**** Provided material

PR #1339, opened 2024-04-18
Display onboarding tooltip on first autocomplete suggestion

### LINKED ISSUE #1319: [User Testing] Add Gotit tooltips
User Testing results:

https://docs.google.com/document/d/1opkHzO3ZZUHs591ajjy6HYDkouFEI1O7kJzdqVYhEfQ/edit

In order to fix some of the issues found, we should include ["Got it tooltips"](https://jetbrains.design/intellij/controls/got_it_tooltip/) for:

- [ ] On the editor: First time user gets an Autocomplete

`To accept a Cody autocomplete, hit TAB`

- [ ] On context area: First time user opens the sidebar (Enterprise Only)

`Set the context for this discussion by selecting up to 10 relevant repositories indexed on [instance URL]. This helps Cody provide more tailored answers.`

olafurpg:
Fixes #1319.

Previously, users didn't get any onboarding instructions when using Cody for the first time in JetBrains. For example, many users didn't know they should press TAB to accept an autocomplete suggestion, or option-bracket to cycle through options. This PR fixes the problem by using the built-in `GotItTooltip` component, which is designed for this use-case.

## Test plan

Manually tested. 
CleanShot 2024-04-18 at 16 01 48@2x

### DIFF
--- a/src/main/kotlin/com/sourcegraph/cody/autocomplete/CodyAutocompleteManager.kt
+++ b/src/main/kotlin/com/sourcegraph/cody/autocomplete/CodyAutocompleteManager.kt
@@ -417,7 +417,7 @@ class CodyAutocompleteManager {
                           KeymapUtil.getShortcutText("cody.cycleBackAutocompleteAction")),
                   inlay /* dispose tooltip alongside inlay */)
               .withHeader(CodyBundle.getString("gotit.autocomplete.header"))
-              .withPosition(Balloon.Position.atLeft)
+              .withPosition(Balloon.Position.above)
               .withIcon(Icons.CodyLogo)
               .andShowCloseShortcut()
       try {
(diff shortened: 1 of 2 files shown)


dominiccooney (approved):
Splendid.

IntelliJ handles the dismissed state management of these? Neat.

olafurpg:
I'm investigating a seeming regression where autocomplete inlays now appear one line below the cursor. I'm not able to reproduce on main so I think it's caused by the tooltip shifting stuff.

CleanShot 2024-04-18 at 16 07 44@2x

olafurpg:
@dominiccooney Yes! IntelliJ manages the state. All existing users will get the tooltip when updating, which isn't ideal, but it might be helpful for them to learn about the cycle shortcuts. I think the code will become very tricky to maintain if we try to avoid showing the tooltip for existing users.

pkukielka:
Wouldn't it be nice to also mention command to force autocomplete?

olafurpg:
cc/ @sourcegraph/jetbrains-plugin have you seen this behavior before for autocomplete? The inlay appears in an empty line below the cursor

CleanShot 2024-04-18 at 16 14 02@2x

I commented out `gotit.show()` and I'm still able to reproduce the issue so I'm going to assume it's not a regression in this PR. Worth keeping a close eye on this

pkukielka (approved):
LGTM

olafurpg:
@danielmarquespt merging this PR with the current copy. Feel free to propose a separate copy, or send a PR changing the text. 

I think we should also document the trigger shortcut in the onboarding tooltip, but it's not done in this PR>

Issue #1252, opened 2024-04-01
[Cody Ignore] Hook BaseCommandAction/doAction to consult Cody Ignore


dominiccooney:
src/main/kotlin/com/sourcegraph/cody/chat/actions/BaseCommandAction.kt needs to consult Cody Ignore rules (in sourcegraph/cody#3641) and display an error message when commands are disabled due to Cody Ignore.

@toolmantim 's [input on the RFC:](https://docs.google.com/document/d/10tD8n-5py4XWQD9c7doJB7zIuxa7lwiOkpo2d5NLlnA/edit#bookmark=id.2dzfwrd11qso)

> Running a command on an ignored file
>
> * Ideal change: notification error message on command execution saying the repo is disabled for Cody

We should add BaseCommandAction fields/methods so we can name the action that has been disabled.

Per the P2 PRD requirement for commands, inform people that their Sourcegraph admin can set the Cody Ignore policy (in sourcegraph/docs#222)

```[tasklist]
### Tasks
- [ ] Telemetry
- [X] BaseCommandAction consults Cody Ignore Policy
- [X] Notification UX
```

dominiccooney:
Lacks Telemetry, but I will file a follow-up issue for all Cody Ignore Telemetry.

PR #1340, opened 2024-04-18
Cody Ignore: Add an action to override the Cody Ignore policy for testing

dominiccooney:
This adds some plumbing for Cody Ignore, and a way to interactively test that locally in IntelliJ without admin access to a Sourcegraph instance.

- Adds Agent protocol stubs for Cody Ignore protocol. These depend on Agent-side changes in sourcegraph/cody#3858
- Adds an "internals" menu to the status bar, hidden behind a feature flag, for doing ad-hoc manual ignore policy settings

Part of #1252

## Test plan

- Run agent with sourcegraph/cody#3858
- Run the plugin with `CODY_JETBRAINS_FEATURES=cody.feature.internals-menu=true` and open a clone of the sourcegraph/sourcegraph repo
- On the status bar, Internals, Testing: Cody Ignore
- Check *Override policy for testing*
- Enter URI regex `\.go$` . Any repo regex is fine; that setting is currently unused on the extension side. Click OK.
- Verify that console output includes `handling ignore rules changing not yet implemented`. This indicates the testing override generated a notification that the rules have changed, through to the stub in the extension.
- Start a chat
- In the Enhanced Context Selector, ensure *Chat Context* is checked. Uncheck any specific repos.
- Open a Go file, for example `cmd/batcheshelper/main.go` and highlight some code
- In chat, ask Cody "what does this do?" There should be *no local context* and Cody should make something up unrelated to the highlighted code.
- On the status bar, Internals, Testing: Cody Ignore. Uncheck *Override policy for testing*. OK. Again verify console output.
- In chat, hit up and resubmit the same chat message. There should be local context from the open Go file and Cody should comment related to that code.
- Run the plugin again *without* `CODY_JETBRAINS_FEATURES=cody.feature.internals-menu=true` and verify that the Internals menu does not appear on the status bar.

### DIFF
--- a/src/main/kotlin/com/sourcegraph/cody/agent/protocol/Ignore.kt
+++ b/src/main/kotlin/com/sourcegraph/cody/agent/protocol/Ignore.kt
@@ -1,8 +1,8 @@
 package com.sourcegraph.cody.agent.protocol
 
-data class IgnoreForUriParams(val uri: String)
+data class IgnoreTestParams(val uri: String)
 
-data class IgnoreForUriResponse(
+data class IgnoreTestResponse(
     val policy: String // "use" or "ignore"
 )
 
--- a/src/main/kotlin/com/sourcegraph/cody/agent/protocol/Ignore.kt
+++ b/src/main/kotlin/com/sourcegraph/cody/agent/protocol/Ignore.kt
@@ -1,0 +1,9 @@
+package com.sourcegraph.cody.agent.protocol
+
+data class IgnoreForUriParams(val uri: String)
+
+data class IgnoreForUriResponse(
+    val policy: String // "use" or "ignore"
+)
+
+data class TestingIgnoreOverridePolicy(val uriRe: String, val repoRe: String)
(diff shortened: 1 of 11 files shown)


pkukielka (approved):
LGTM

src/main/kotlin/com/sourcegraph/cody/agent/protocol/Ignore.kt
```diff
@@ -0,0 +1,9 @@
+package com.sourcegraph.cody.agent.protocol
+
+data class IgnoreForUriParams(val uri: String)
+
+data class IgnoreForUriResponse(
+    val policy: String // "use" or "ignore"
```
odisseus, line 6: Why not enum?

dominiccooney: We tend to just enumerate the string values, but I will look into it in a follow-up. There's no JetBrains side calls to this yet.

********

Task requirements =>
All records shown above are to be given again verbatim.

Response box =>
PR #1339, opened 2024-04-18
Display onboarding tooltip on first autocomplete suggestion

### LINKED ISSUE #1319: [User Testing] Add Gotit tooltips
User Testing results:

https://docs.google.com/document/d/1opkHzO3ZZUHs591ajjy6HYDkouFEI1O7kJzdqVYhEfQ/edit

In order to fix some of the issues found, we should include ["Got it tooltips"](https://jetbrains.design/intellij/controls/got_it_tooltip/) for:

- [ ] On the editor: First time user gets an Autocomplete

`To accept a Cody autocomplete, hit TAB`

- [ ] On context area: First time user opens the sidebar (Enterprise Only)

`Set the context for this discussion by selecting up to 10 relevant repositories indexed on [instance URL]. This helps Cody provide more tailored answers.`

olafurpg:
Fixes #1319.

Previously, users didn't get any onboarding instructions when using Cody for the first time in JetBrains. For example, many users didn't know they should press TAB to accept an autocomplete suggestion, or option-bracket to cycle through options. This PR fixes the problem by using the built-in `GotItTooltip` component, which is designed for this use-case.

## Test plan

Manually tested. 
CleanShot 2024-04-18 at 16 01 48@2x

### DIFF
--- a/src/main/kotlin/com/sourcegraph/cody/autocomplete/CodyAutocompleteManager.kt
+++ b/src/main/kotlin/com/sourcegraph/cody/autocomplete/CodyAutocompleteManager.kt
@@ -417,7 +417,7 @@ class CodyAutocompleteManager {
                           KeymapUtil.getShortcutText("cody.cycleBackAutocompleteAction")),
                   inlay /* dispose tooltip alongside inlay */)
               .withHeader(CodyBundle.getString("gotit.autocomplete.header"))
-              .withPosition(Balloon.Position.atLeft)
+              .withPosition(Balloon.Position.above)
               .withIcon(Icons.CodyLogo)
               .andShowCloseShortcut()
       try {
(diff shortened: 1 of 2 files shown)


dominiccooney (approved):
Splendid.

IntelliJ handles the dismissed state management of these? Neat.

olafurpg:
I'm investigating a seeming regression where autocomplete inlays now appear one line below the cursor. I'm not able to reproduce on main so I think it's caused by the tooltip shifting stuff.

CleanShot 2024-04-18 at 16 07 44@2x

olafurpg:
@dominiccooney Yes! IntelliJ manages the state. All existing users will get the tooltip when updating, which isn't ideal, but it might be helpful for them to learn about the cycle shortcuts. I think the code will become very tricky to maintain if we try to avoid showing the tooltip for existing users.

pkukielka:
Wouldn't it be nice to also mention command to force autocomplete?

olafurpg:
cc/ @sourcegraph/jetbrains-plugin have you seen this behavior before for autocomplete? The inlay appears in an empty line below the cursor

CleanShot 2024-04-18 at 16 14 02@2x

I commented out `gotit.show()` and I'm still able to reproduce the issue so I'm going to assume it's not a regression in this PR. Worth keeping a close eye on this

pkukielka (approved):
LGTM

olafurpg:
@danielmarquespt merging this PR with the current copy. Feel free to propose a separate copy, or send a PR changing the text. 

I think we should also document the trigger shortcut in the onboarding tooltip, but it's not done in this PR>

Issue #1252, opened 2024-04-01
[Cody Ignore] Hook BaseCommandAction/doAction to consult Cody Ignore


dominiccooney:
src/main/kotlin/com/sourcegraph/cody/chat/actions/BaseCommandAction.kt needs to consult Cody Ignore rules (in sourcegraph/cody#3641) and display an error message when commands are disabled due to Cody Ignore.

@toolmantim 's [input on the RFC:](https://docs.google.com/document/d/10tD8n-5py4XWQD9c7doJB7zIuxa7lwiOkpo2d5NLlnA/edit#bookmark=id.2dzfwrd11qso)

> Running a command on an ignored file
>
> * Ideal change: notification error message on command execution saying the repo is disabled for Cody

We should add BaseCommandAction fields/methods so we can name the action that has been disabled.

Per the P2 PRD requirement for commands, inform people that their Sourcegraph admin can set the Cody Ignore policy (in sourcegraph/docs#222)

```[tasklist]
### Tasks
- [ ] Telemetry
- [X] BaseCommandAction consults Cody Ignore Policy
- [X] Notification UX
```

dominiccooney:
Lacks Telemetry, but I will file a follow-up issue for all Cody Ignore Telemetry.

PR #1340, opened 2024-04-18
Cody Ignore: Add an action to override the Cody Ignore policy for testing

dominiccooney:
This adds some plumbing for Cody Ignore, and a way to interactively test that locally in IntelliJ without admin access to a Sourcegraph instance.

- Adds Agent protocol stubs for Cody Ignore protocol. These depend on Agent-side changes in sourcegraph/cody#3858
- Adds an "internals" menu to the status bar, hidden behind a feature flag, for doing ad-hoc manual ignore policy settings

Part of #1252

## Test plan

- Run agent with sourcegraph/cody#3858
- Run the plugin with `CODY_JETBRAINS_FEATURES=cody.feature.internals-menu=true` and open a clone of the sourcegraph/sourcegraph repo
- On the status bar, Internals, Testing: Cody Ignore
- Check *Override policy for testing*
- Enter URI regex `\.go$` . Any repo regex is fine; that setting is currently unused on the extension side. Click OK.
- Verify that console output includes `handling ignore rules changing not yet implemented`. This indicates the testing override generated a notification that the rules have changed, through to the stub in the extension.
- Start a chat
- In the Enhanced Context Selector, ensure *Chat Context* is checked. Uncheck any specific repos.
- Open a Go file, for example `cmd/batcheshelper/main.go` and highlight some code
- In chat, ask Cody "what does this do?" There should be *no local context* and Cody should make something up unrelated to the highlighted code.
- On the status bar, Internals, Testing: Cody Ignore. Uncheck *Override policy for testing*. OK. Again verify console output.
- In chat, hit up and resubmit the same chat message. There should be local context from the open Go file and Cody should comment related to that code.
- Run the plugin again *without* `CODY_JETBRAINS_FEATURES=cody.feature.internals-menu=true` and verify that the Internals menu does not appear on the status bar.

### DIFF
--- a/src/main/kotlin/com/sourcegraph/cody/agent/protocol/Ignore.kt
+++ b/src/main/kotlin/com/sourcegraph/cody/agent/protocol/Ignore.kt
@@ -1,8 +1,8 @@
 package com.sourcegraph.cody.agent.protocol
 
-data class IgnoreForUriParams(val uri: String)
+data class IgnoreTestParams(val uri: String)
 
-data class IgnoreForUriResponse(
+data class IgnoreTestResponse(
     val policy: String // "use" or "ignore"
 )
 
--- a/src/main/kotlin/com/sourcegraph/cody/agent/protocol/Ignore.kt
+++ b/src/main/kotlin/com/sourcegraph/cody/agent/protocol/Ignore.kt
@@ -1,0 +1,9 @@
+package com.sourcegraph.cody.agent.protocol
+
+data class IgnoreForUriParams(val uri: String)
+
+data class IgnoreForUriResponse(
+    val policy: String // "use" or "ignore"
+)
+
+data class TestingIgnoreOverridePolicy(val uriRe: String, val repoRe: String)
(diff shortened: 1 of 11 files shown)


pkukielka (approved):
LGTM

src/main/kotlin/com/sourcegraph/cody/agent/protocol/Ignore.kt
```diff
@@ -0,0 +1,9 @@
+package com.sourcegraph.cody.agent.protocol
+
+data class IgnoreForUriParams(val uri: String)
+
+data class IgnoreForUriResponse(
+    val policy: String // "use" or "ignore"
```
odisseus, line 6: Why not enum?

dominiccooney: We tend to just enumerate the string values, but I will look into it in a follow-up. There's no JetBrains side calls to this yet.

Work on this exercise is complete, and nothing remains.